Work instruction: Of the lines below, write out exactly those from the line with "Issue #12152, opened 2020-08-01" through the line with "It looks like", both included, and skip the rest.

Stored data:

>>

PR #10996, opened 2019-07-21
Avoid creating a `PDFFindBar` instance, in the Firefox built-in viewer, when not actually necessary

Snuffleupagus:
This is similar to how `PDFPresentationMode` isn't used when the Fullscreen API isn't supported.

### DIFF
--- a/web/app.js
+++ b/web/app.js
@@ -352,7 +352,9 @@ let PDFViewerApplication = {
     });
     pdfLinkService.setHistory(this.pdfHistory);
 
-    this.findBar = new PDFFindBar(appConfig.findBar, eventBus, this.l10n);
+    if (!this.supportsIntegratedFind) {
+      this.findBar = new PDFFindBar(appConfig.findBar, eventBus, this.l10n);
+    }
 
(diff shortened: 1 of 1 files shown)


web/viewer.js
```diff
@@ -72,7 +72,6 @@ function getViewerConfiguration() {
       next: document.getElementById('next'),
       zoomIn: document.getElementById('zoomIn'),
       zoomOut: document.getElementById('zoomOut'),
-      viewFind: document.getElementById('viewFind'),
```
timvandermeij: This is still used in https://github.com/mozilla/pdf.js/blob/71d9f5f860a7ba3e7971c202fad78f8efe4f5b89/web/app.js#L1642 as far as I can tell, so won't this break?

Snuffleupagus: D'oh, that's obviously correct; thanks for spotting this obvious error on my part!

I'm removing the second commit, since it wasn't all that important anyway.

timvandermeij (approved):

timvandermeij:
Thanks!

PR #11003, opened 2019-07-23
Ensure that setting the `zoomDisabledTimeout` isn't skipped, regardless of the supported zoom keys, when handling mouse wheel events (PR 7097 follow-up)

Snuffleupagus:
*Possible follow-up:* It probably wouldn't hurt to try and shorten the `supportedMouseWheelZoomModifierKeys` name a bit, but I'm not attempting that here since it'd also require updating `PdfStreamConverter.jsm` in mozilla-central in order to be consistent.

### DIFF
--- a/web/app.js
+++ b/web/app.js
@@ -2093,17 +2093,15 @@ function setZoomDisabledTimeout() {
 }
 
 function webViewerWheel(evt) {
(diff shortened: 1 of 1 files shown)


timvandermeij (approved):

timvandermeij:
Looks good!

PR #11012, opened 2019-07-28
Reduce the number of function calls in `EvaluatorPreprocessor.read`

Snuffleupagus:
For very large and complex PDF files this will help performance slightly, since `EvaluatorPreprocessor.read` is called a lot during parsing in the worker.

This patch was tested using the PDF file from issue #2618, i.e. http://bugzilla-attachments.gnome.org/attachment.cgi?id=226471, using the following manifest file:
```
[
    {  "id": "issue2618",
       "md5": "",
       "rounds": 200,
       "type": "eq"
    }
]
```

```
Firefox | Overall      |   200 |         3402 |        3358 | -43 | -1.28 |        faster
Firefox | Page Request |   200 |            1 |           1 |   0 | 26.71 |
Firefox | Rendering    |   200 |         3401 |        3357 | -44 | -1.28 |        faster
```

### DIFF
--- a/src/core/evaluator.js
+++ b/src/core/evaluator.js
@@ -21,7 +21,7 @@ import {
 } from '../shared/util';
 import { CMapFactory, IdentityCMap } from './cmap';
 import {
-  Dict, isCmd, isDict, isEOF, isName, isRef, isStream, Name
+  Cmd, Dict, EOF, isDict, isName, isRef, isStream, Name
 } from './primitives';
 import {
   ErrorFont, Font, FontFlags, getFontType, IdentityToUnicodeMap, ToUnicodeMap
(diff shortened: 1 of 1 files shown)


src/core/evaluator.js
```diff
@@ -3061,7 +3061,7 @@ var EvaluatorPreprocessor = (function EvaluatorPreprocessorClosure() {
           operation.args = args;
           return true;
         }
-        if (isEOF(obj)) {
+        if (obj === EOF) { // isEOF
```
timvandermeij: This comment looks a bit superfluous because the line itself is already very clear.

timvandermeij (approved):

timvandermeij:
Thanks!

Issue #9831, opened 2018-06-21
search parameter viewer.html doesn't open automatically findbar with search string in text field


van-nes:
A pdf.js viewer.html call with (e.g.) search parameter:
    www.dezijpe.nl/pdfjs/web/viewer.html?file=/zhb/pdf/2007030311.pdf#search=abc&phrase=true
works fine, BUT doesn't open automatically the findbar.

Only after using manually the magnifier icon (findbar.title), the findbar will be opened, however
with empty search field (missing the search string from: #search=abc).
Only the number of hits is correctly shown.

How exactly (implementation in viewer.js ?) to:
1. automatically open findbar (PDFViewerApplication.findBar.open(); ?)
2. automatically include the search text-string from param #serach =

Thanks for help.

erzaehlsalex:
@van-nes Did you create a PR for that? I think this is a really good feature!
@timvandermeij This is a really small feature that could be merged easily, right? :)

Snuffleupagus:
This is essentially a duplicate of issue #8185, and should be closed as such.

> This is a really small feature that could be merged easily, right? :)

Unfortunately not, since that completely ignores the Firefox integration; please refer to https://github.com/mozilla/pdf.js/issues/8185#issuecomment-288717592 and the discussion in #3565.

Snuffleupagus:
@timvandermeij Mind closing this one, since it's a duplicate of issue #8185?

Issue #8185, opened 2017-03-22
Search Widget occurence navigation not working when using "search" hash parameter.


devanonyme:
Link to PDF file (or attach file here):
Can be reproduced using the demo / sample : https://mozilla.github.io/pdf.js/web/viewer.html#search=language

Configuration:
- Web browser and its version:
any
- Operating system and its version:
any
- PDF.js version:
Found in latest stable (v1.6.210), reproducible in online demo (1.7.378)
- Is an extension:

Steps to reproduce the problem:
1. Use a url with search param : https://mozilla.github.io/pdf.js/web/viewer.html#search=language
2. Open the search widget (with the intention of using "next occurence" by exemple).

What is the expected behavior? (add screenshot)
- Clicking on "next occurence" should be working.
- The current active search term should be visible instead of place holder "Find in document...".

What went wrong? (add screenshot)
- Previous / next occurence are not working.
- Current search term is not visible.

![screen shot 03-22-17 at 02 14 pm](https://cloud.githubusercontent.com/assets/21067311/24214133/036bac3c-0f0b-11e7-82d2-5ab93c37cbba.PNG)

devanonyme:
It's probably not the clean solution (should be done within findfromurlhash handler?) but I have patched our local version with this:

```
    setHash: function PDFLinkService_setHash(hash) {
      var pageNumber, dest;
      if (hash.indexOf('=') >= 0) {
        var params = parseQueryString(hash);
        if ('search' in params) {

          **// If search param exist. Set it in Search bar find field.
          // So that the user can use next occurent as expected.
          var searchText = params['search'].replace(/"/g, '');
          if (searchText) {
            PDFViewerApplication.findBar.findField.value = searchText;
          }**

          this.eventBus.dispatch('findfromurlhash', {
            source: this,
            query: **searchText**,
            ...
```

yurydelendik:
See also https://github.com/mozilla/pdf.js/pull/5579#issuecomment-220661497

Issue #3565, opened 2013-08-12
Named action for search not working in addon version


timvandermeij:
http://www.informatik.uni-freiburg.de/~frank/ENG/beamer/example/Beamer-class-example1.pdf

Was caused during review at https://github.com/mozilla/pdf.js/issues/3057#discussion_r4502073. Now, in the addon, nothing happens when clicking the magnifying glass, only in the github.io version it's working. We should always use the Firefox find bar where possible, and otherwise the PDF.js find bar. We can use the method from https://github.com/mozilla/pdf.js/pull/2485/files#diff-0 for this purpose.

@yurydelendik Since you did the review for the named actions PR, what do you think about this?

timvandermeij:
Closing since in all these years this hasn't been brought up anymore and there are indeed security/usability requirements to consider for this.

PR #12141, opened 2020-07-30
Populate the find field with the search query when URL has #search hash

phillipj:
These changes improves the existing search functionality triggered when the URL contains a `#search` hash.

In addition to performing the actual search immediately like before, this will ensure the search text field inside the find bar gets populated with the text currently being searched for.

**Picture says more than a thousand words;** the goal is for `tesla` being populated in the search field below because pdf.js was loaded with `#search=tesla` in the URL:

Screenshot 2020-07-30 at 10 09 01

Does this look like a viable approach to you?

_Kudos to @marill for finding this workaround._

### DIFF
--- a/web/app.js
+++ b/web/app.js
@@ -2349,6 +2349,10 @@ function webViewerFindFromUrlHash(evt) {
     highlightAll: true,
     findPrevious: false,
   });
+
+  if (PDFViewerApplication.findBar) {
+    PDFViewerApplication.findBar.findField.value = evt.query;
+  }
 }
 
 function webViewerUpdateFindMatchesCount({ matchesCount }) {


timvandermeij (approved):

timvandermeij:
Looks good to me. Thank you!

phillipj:
Appreciate the quick response!

Just noticed what gives an impression `findBar.findField` could be `null` at times... 

https://github.com/mozilla/pdf.js/blob/c5663f2f6b95680c9b7ce0c0f1e0021aa22deebe/web/pdf_find_bar.js#L33

Would that ever happen in practise when `app.js` is executed? If so, I'll happily open a follow-up PR that ensures these changes does not cause `TypeError: Cannot set property 'value' of null` going forward.

Snuffleupagus:
Sorry, but why was this patch accepted when it introduces *inconsistent* behaviour depending on `supportsIntegratedFind` and thus indirectly the build target (e.g. `GENERIC` vs. `MOZCENTRAL`)?

Previously we've rejected these kind of changes, because of the inconsistency they would bring, especially considering that this (for security reason) cannot be easily implemented in the Firefox PDF viewer; please note prior discussion in e.g. issues #3565, #8185, and #9831.

phillipj:
@Snuffleupagus I wasn't aware of those concerns, thanks for bringing that up.

Sounds like these changes as is should be reverted from `master`.

Do you have any advice for me to work on improvements that addresses these inconsistencies? Alternatively your recommended approach for doing what was intended with these changes?

Snuffleupagus:
> Sounds like these changes as is should be reverted from `master`.

This obviously isn't a huge and/or breaking change, so I don't know what the consensus will regarding a back-out.
(It might simply have been good to have the discussion *beforehand*, but mistaken can happen since we're all human :-)

Hence I suppose that this *could* stay, as far I'm concerned, if and only if:
 - It's agreed upon that this small behaviour inconsistency is OK, in this case.
 - We don't treat this as a precedent for introducing additional/larger inconsistencies, for different build targets, for the find functionality.

> Do you have any advice for me to work on improvements that addresses these inconsistencies?

I don't think there's a good/secure way of handling this generally, in the Firefox *browser* findbar as well, since https://github.com/mozilla/pdf.js/issues/3565#issuecomment-22566903 still very much applies as far as I can tell.

phillipj:
As I obviously can't comment on if's your raising, I can at least share the use case we've got in the project I'm working on -- consider or ignore as you please.

Our end-users finds PDF documents either by navigating to them or as part of the product's search results.

The off the shelf Viewer is embedded via an `<iframe>` and we set `#search=` accordingly when we want PDF.js to go into "search mode" immediately and focus the first occurrence.

Without the changes in this PR, the user experience is not totally intuitive though. End-users obviously appreciate the convenience of text matches being highlighted right away. But it's confusing when they open the find bar and the text field is empty -- although it is has obviously searched for something seeing text is highlighted (like `tesla` in the PR description example).

<hr>

Inspired by the [Third party viewer usage wiki](https://github.com/mozilla/pdf.js/wiki/Third-party-viewer-usage) I've found another workaround which isn't too bad. Though from a PDF.js rookie and using-project's perspective, it is still awkward that code needs to be written fill in the find text field 🤷‍♂️ 

```js
document.addEventListener("webviewerloaded", function(event) {
  const PDFViewerApplication = event.detail.source.PDFViewerApplication;

    PDFViewerApplication.findBar.findField.value = "tesla"; // same value as provided in URL's #search hash
  });
});
```

Would you be more positive to these changes if they were located in [`./web/viewer.js`](https://github.com/mozilla/pdf.js/blob/master/web/viewer.js) instead of [./web/app.js](https://github.com/mozilla/pdf.js/blob/master/web/app.js)? Or would that still affect the Firefox browser as you mentioned?

Snuffleupagus:
> Would you be more positive to these changes if they were located in [`./web/viewer.js`](https://github.com/mozilla/pdf.js/blob/master/web/viewer.js) instead of [./web/app.js](https://github.com/mozilla/pdf.js/blob/master/web/app.js)?

That would be *a lot* worse, in every way, given that `web/viewer.js` is used only for configuration/loading purposes :-)

There's only one decision to be make here: Either we let these changes stay as-is (in this case), or we revert them wholesale (and reject any future attempt at changing this).

> Or would that still affect the Firefox browser as you mentioned?

Sorry, I really don't understand this question.
The point here is merely that the changes made in this PR unfortunately cannot be applied to the Firefox PDF viewer (which is the reason for this library existing in the first place), since it uses the native *browser* findbar, for the reasons mention at the bottom of https://github.com/mozilla/pdf.js/pull/12141#issuecomment-667025548.

timvandermeij:
I forgot about the integrated findbar here; sorry for that. I do think that the change makes sense because having a search query enabled yet not seeing it in the findbar is indeed inconsistent.

However you have a valid point about us rejecting such changes before, so making an exception in this case would also be inconsistent.

I'll make a PR to revert this change for now and open an issue where we can discuss how to move forward with the findbar since I do feel that the lack of customizability of the integrated one is holding us back sometimes as evidenced by the various PRs that were made before. I personally don't mind them being a bit inconsistent because they are never used together, but I think this is a discussion for outside of this PR.

Snuffleupagus:
> I do think that the change makes sense because having a search query enabled yet not seeing it in the findbar is indeed inconsistent.

Completely agreed; I've never questioned the utility of the feature itself, just how it's implemented (or not) across various build targets.

> I personally don't mind them being a bit inconsistent because they are never used together,

Agreed, and in *this* case the difference is small enough to probably not matter much...

---

It should be possible, without too much trouble, to support pre-populating the Firefox findbar only when `#search=term` is used on *initial* document loading. However, that'd likely be *even* worse than the current situation of never updating the Firefox findbar at all.

timvandermeij:
I have reverted the change in #12148 pending the discussion in #12149. Once a decision is made there, this can either simply be merged again or it won't be introduced anymore.

phillipj:
Sounds good to have a dedicated discussion settling the overall policy for find bar changes and behaviour going forward :+1:

I won't be participating in the discussion as my PDF.js incompetence is obvious. Feel free to ping me if you want input from an using project' point of view.

burotica49:
It is possible to do it this way

```
<script>
    document.addEventListener("webviewerloaded", function(event) {
      const queryString = window.location.hash;
      const search = queryString.replace('#search=', '');
      const PDFViewerApplication = event.detail.source.PDFViewerApplication;

        PDFViewerApplication.findBar.findField.value = search; // same value as provided in URL's #search hash
      });
    });
  </script>
```

PR #12143, opened 2020-07-30
Fix hanging reference test (PR 12107 follow-up)

escapewindow:
The f1040-annotations reftest started hanging after #12107. We traced
this to `TypeError: can't access property "getOrCreateValue", storage is
undefined`.

We essentially need to add `annotationStorage` to the parameters in
test/driver.js.


timvandermeij (approved):

timvandermeij:
Thank you for fixing this!

Issue #11996, opened 2020-06-12
Replace the `webpack-stream` dependency


Snuffleupagus:
With PR #11436 we became locked at a *particular* (older) version of the [`webpack-stream` dependency](https://www.npmjs.com/package/webpack-stream), because of bugs in the latest versions; see https://github.com/mozilla/pdf.js/pull/11436#issuecomment-568430643 for details.

Looking at the [GitHub-page for `webpack-stream`](https://github.com/shama/webpack-stream), it unfortunately seems that the project may be unmaintained/dead at this point given that the latest commit was in 2018.
Hence, rather than trying to update `webpack-stream` it's probably better to attempt to replace it completely instead (possibly with our own code if necessary) to ensure that we'll be able to e.g. update to Webpack 5 when it's released (which will likely be needed to *properly* support new ECMAScript features).

timvandermeij:
This dependency is now updated to the most recent version in #12397. However, given that's it's a very inactively maintained dependency I also think we should get rid of it. Moreover, we only seem to be using it in one place in the Gulpfile...

timvandermeij:
Now that we're using Webpack 5, the dependency got updated and there was more development on their GitHub page, do we still want to do this?

Snuffleupagus:
> Now that we're using Webpack 5

Given that the Webpack upgrade *itself* wasn't actually blocked by the `webpack-stream` dependency, as I incorrectly assumed previously, I suppose this reduces the severity of this issue considerably.

> the dependency got updated and there was more development on their GitHub page, do we still want to do this?

To me, this all depends on whether or not they'll try to re-introduce the broken caching mechanism (which originally forced us to pin the version number).

> I guess we could make https://github.com/mozilla/pdf.js/blob/master/package.json#L61 use `^` instead of `~` now.

I suppose that could work, as long as we remember to check `webpack-stream` for any possible breakage when updating the npm packages (which I've been doing the last few times).
If you want to submit a PR with this change, and then simply close this issue, then please be my guest :-)

PR #12144, opened 2020-07-31
Prevent `Uncaught (in promise) AbortException` when running the unit-tests

Snuffleupagus:
These errors can/will occur if data is still loading when the document is destroyed, which is the case in the API unit-tests that load the `tracemonkey.pdf` file.
While this patch prevents these kind of problems, and thus allows us to update Jasmine again, I cannot help but thinking that it's slightly "hacky". Basically, we'll simply catch and ignore (some) rejected promises once the document is destroyed and/or its data loading is aborted. However, I don't *think* that these changes should cause issues in general, since we don't really care about errors once document destruction has started (note e.g. the fair number of `catch` handlers ignoring `AbortException`s already).

### DIFF
--- a/src/core/chunked_stream.js
+++ b/src/core/chunked_stream.js
@@ -410,18 +410,24 @@ class ChunkedStreamManager {
       requestIds.push(requestId);
     }
 
-    if (!chunksToRequest.length) {
-      return capability.promise;
+    if (chunksToRequest.length > 0) {
+      const groupedChunksToRequest = this.groupChunks(chunksToRequest);
+      for (const groupedChunk of groupedChunksToRequest) {
+        const begin = groupedChunk.beginChunk * this.chunkSize;
+        const end = Math.min(
+          groupedChunk.endChunk * this.chunkSize,
+          this.length
+        );
+        this.sendRequest(begin, end);
+      }
     }
 
-    const groupedChunksToRequest = this.groupChunks(chunksToRequest);
-    for (const groupedChunk of groupedChunksToRequest) {
-      const begin = groupedChunk.beginChunk * this.chunkSize;
-      const end = Math.min(groupedChunk.endChunk * this.chunkSize, this.length);
-      this.sendRequest(begin, end);
-    }
-
-    return capability.promise;
+    return capability.promise.catch(reason => {
+      if (this.aborted) {
+        return; // Ignoring any pending requests after abort.
+      }
+      throw reason;
+    });
   }
 
   getStream() {
--- a/src/display/api.js
+++ b/src/display/api.js
@@ -2048,6 +2048,13 @@ class WorkerTransport {
 
       sink.onCancel = reason => {
         this._fullReader.cancel(reason);
+
+        sink.ready.catch(readyReason => {
+          if (this.destroyed) {
+            return; // Ignore any pending requests if the worker was terminated.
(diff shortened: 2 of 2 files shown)


src/display/api.js
```diff
@@ -2127,6 +2134,13 @@ class WorkerTransport {
 
       sink.onCancel = reason => {
         rangeReader.cancel(reason);
+
+        sink.ready.catch(readyReason => {
+          if (this.destroyed) {
+            return; // Ignore any pending requests if the worker was terminated.
+          }
+          throw readyReason;
+        });
```
Snuffleupagus, line 2143: Compared to the `fullReader` case above, I wasn't actually able to trigger this code-path in any of the unit-tests. However, given the (fairly) small amount of code, the fact that this is consistent with the above, and to prevent any future issues I figured that this cannot hurt.

Given the (relatively) small size of a range request, as compared to the full request, triggering this is probably a lot more difficult and timing-dependent. E.g. it *may* still happen for a slow connection and/or a large `rangeChunkSize` option.

src/core/chunked_stream.js
```diff
@@ -410,18 +410,24 @@ class ChunkedStreamManager {
...
+      }
     }
 
-    return capability.promise;
+    return capability.promise.catch(reason => {
+      if (this.aborted) {
+        return; // Ignoring any pending requests after abort.
+      }
+      throw reason;
+    });
```
Snuffleupagus, line 430: These changes weren't necessary to get the unit-tests to run *as-is* with an updated Jasmine version, however with `disableStream = true` set they still failed with `Uncaught (in promise) AbortException` which thus necessitated these changes.

Given that we're already ignoring read data, in `sendRequest`, this is to some extent thus "consistent" behaviour.

Snuffleupagus:
Unfortunately there's apparently *one* remaining unit-test failure, which is limited to Google Chrome on the Linux bot:
```
TEST-UNEXPECTED-FAIL | creates pdf doc from non-existent URL | in chrome | Unhandled promise rejection: MissingPDFException: Missing PDF "http://127.0.0.1:34548/test/pdfs/non-existent.pdf". 
```
Perhaps unsurprisingly, I cannot reproduce this locally in Chrome on Windows since `gulp unittest` passes without issues. Could we still *possibly* proceed with this patch as-is, given that it improves things overall[1], since I'm not sure when (or even if) I'll be able to fix the remaining failure?

---
[1] Unfortunately, even the patch as-is took me *hours* of debugging/testing, spread out over a couple of days, to arrive at.

timvandermeij:
> Could we still possibly proceed with this patch [...]

I would say that these changes make sense if the Jasmine update itself is left out of this PR until the last failure is fixed.

Snuffleupagus:
> I would say that these changes make sense if the Jasmine update itself is left out of this PR until the last failure is fixed.

Done; although I do find it to be quite unfortunate having to do so, since I worry that we'll "never" actually get the final test-failure fixed and thus be stuck at an old Jasmine-version indefinitely. (See e.g. issue #11996 which tracks another, fairly old, dependency problem that may sooner of later become a real problem.)

/botio unittest

timvandermeij (approved):

timvandermeij:
Looks good to me; another step closer to updating Jasmine in the end.

Issue #12152, opened 2020-08-01
Fix pull request #12131 so it can be merged again


timvandermeij:
It looks like the only problem that required us to do a revert of the patch is the fact that the unit tests in #12131 don't pass locally. However, they don't even run at all on the bots, hence we thought this was safe to merge given that all tests passed.

@timvandermeij Investigate why the bots did not run the test so this won't happen again.
@jsg2021 Could you improve the unit test so that we can try merging the patch again? Note the comment on the PR about what fails. In particular, we need to make sure that the tests work locally too; you can do that by running `gulp unittest` to test in the browser and `gulp unittestcli` to test in Node.js. Both should pass in order for the patch to be merged again. Thanks!

jsg2021:
yep, will do. 

shouldn't `npm test` run both those? I was using that to run and validate locally.

timvandermeij:
Ah, now I understand. `npm test` runs the unit tests in Node.js and it was made this way so that Travis CI has a direct entrypoint for running the tests. The `gulp unittest` command instead runs the unit tests in the browser instead. There is a difference because we cannot run the same tests in the browser and in Node.js due to platform differences.

timvandermeij:
In short, the `npm` commands should not be used for development. Only the `gulp` tasks are valid for that. See https://github.com/mozilla/pdf.js/wiki/Contributing for more information.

<<

Exercise result:
Issue #12152, opened 2020-08-01
Fix pull request #12131 so it can be merged again


timvandermeij:
It looks like the only problem that required us to do a revert of the patch is the fact that the unit tests in #12131 don't pass locally. However, they don't even run at all on the bots, hence we thought this was safe to merge given that all tests passed.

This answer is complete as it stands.